**WORK REQUIRED**
The full listing is needed, transcribed word for word.

**SUPPLIED MATERIAL**
PR #1478, opened 2024-06-17
CIRC-2109 Pass additional includeRoutingServicePoints parameter when needed

alexanderkurash:
[CIRC-2109](https://folio-org.atlassian.net/browse/CIRC-2109)

## Purpose
After [MODINVSTOR-1219](https://folio-org.atlassian.net/browse/MODINVSTOR-1219) was implemented, we need to pass `includeRoutingServicePoints=true` parameter to `/service-points` endpoint if we don't want routing service points to be ignored.

## Approach
A new class `CustomParamCollectionResourceClient` is allowing to add custom query parameters to the regular "collection resource" calls.

### DIFF
--- a/src/main/java/org/folio/circulation/support/CustomParamCollectionResourceClient.java
+++ b/src/main/java/org/folio/circulation/support/CustomParamCollectionResourceClient.java
@@ -39,14 +39,14 @@ public class CustomParamCollectionResourceClient extends CollectionResourceClien
 
   @Override
   public CompletableFuture<Result<Response>> getMany(CqlQuery cqlQuery,
-      PageLimit pageLimit) {
+    PageLimit pageLimit) {
 
     return getMany(cqlQuery, pageLimit, noOffset());
   }
 
   @Override
   public CompletableFuture<Result<Response>> getMany(CqlQuery cqlQuery,
-      PageLimit pageLimit, Offset offset) {
+    PageLimit pageLimit, Offset offset) {
 
     return client.get(collectionRoot, cqlQuery, pageLimit, offset, customQueryParameter);
   }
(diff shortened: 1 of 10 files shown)


src/main/java/org/folio/circulation/support/CustomParamCollectionResourceClient.java
```diff
@@ -0,0 +1,57 @@
...
+    return client.get(collectionRoot, pageLimit, customQueryParameter);
+  }
+
+  public CompletableFuture<Result<Response>> get(String id) {
+    return client.get(individualRecordUrl(id), customQueryParameter);
+  }
+
+  @Override
+  public CompletableFuture<Result<Response>> getMany(CqlQuery cqlQuery,
+      PageLimit pageLimit) {
```
roman-barannyk, line 42:
```suggestion
  public CompletableFuture<Result<Response>> getMany(CqlQuery cqlQuery,
    PageLimit pageLimit) {
```

src/main/java/org/folio/circulation/support/CustomParamCollectionResourceClient.java
```diff
@@ -0,0 +1,57 @@
...
+
+    return getMany(cqlQuery, pageLimit, noOffset());
+  }
+
+  @Override
+  public CompletableFuture<Result<Response>> getMany(CqlQuery cqlQuery,
+      PageLimit pageLimit, Offset offset) {
```
roman-barannyk, line 49:
```suggestion
  public CompletableFuture<Result<Response>> getMany(CqlQuery cqlQuery,
    PageLimit pageLimit, Offset offset) {
```

src/main/java/org/folio/circulation/support/CustomParamCollectionResourceClient.java
alexanderkurash: done

src/main/java/org/folio/circulation/support/CustomParamCollectionResourceClient.java
alexanderkurash: done

OleksandrVidinieiev (approved):

roman-barannyk (approved):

**SOLUTION FOR THIS TASK**
PR #1478, opened 2024-06-17
CIRC-2109 Pass additional includeRoutingServicePoints parameter when needed

alexanderkurash:
[CIRC-2109](https://folio-org.atlassian.net/browse/CIRC-2109)

## Purpose
After [MODINVSTOR-1219](https://folio-org.atlassian.net/browse/MODINVSTOR-1219) was implemented, we need to pass `includeRoutingServicePoints=true` parameter to `/service-points` endpoint if we don't want routing service points to be ignored.

## Approach
A new class `CustomParamCollectionResourceClient` is allowing to add custom query parameters to the regular "collection resource" calls.

### DIFF
--- a/src/main/java/org/folio/circulation/support/CustomParamCollectionResourceClient.java
+++ b/src/main/java/org/folio/circulation/support/CustomParamCollectionResourceClient.java
@@ -39,14 +39,14 @@ public class CustomParamCollectionResourceClient extends CollectionResourceClien
 
   @Override
   public CompletableFuture<Result<Response>> getMany(CqlQuery cqlQuery,
-      PageLimit pageLimit) {
+    PageLimit pageLimit) {
 
     return getMany(cqlQuery, pageLimit, noOffset());
   }
 
   @Override
   public CompletableFuture<Result<Response>> getMany(CqlQuery cqlQuery,
-      PageLimit pageLimit, Offset offset) {
+    PageLimit pageLimit, Offset offset) {
 
     return client.get(collectionRoot, cqlQuery, pageLimit, offset, customQueryParameter);
   }
(diff shortened: 1 of 10 files shown)


src/main/java/org/folio/circulation/support/CustomParamCollectionResourceClient.java
```diff
@@ -0,0 +1,57 @@
...
+    return client.get(collectionRoot, pageLimit, customQueryParameter);
+  }
+
+  public CompletableFuture<Result<Response>> get(String id) {
+    return client.get(individualRecordUrl(id), customQueryParameter);
+  }
+
+  @Override
+  public CompletableFuture<Result<Response>> getMany(CqlQuery cqlQuery,
+      PageLimit pageLimit) {
```
roman-barannyk, line 42:
```suggestion
  public CompletableFuture<Result<Response>> getMany(CqlQuery cqlQuery,
    PageLimit pageLimit) {
```

src/main/java/org/folio/circulation/support/CustomParamCollectionResourceClient.java
```diff
@@ -0,0 +1,57 @@
...
+
+    return getMany(cqlQuery, pageLimit, noOffset());
+  }
+
+  @Override
+  public CompletableFuture<Result<Response>> getMany(CqlQuery cqlQuery,
+      PageLimit pageLimit, Offset offset) {
```
roman-barannyk, line 49:
```suggestion
  public CompletableFuture<Result<Response>> getMany(CqlQuery cqlQuery,
    PageLimit pageLimit, Offset offset) {
```

src/main/java/org/folio/circulation/support/CustomParamCollectionResourceClient.java
alexanderkurash: done

src/main/java/org/folio/circulation/support/CustomParamCollectionResourceClient.java
alexanderkurash: done

OleksandrVidinieiev (approved):

roman-barannyk (approved):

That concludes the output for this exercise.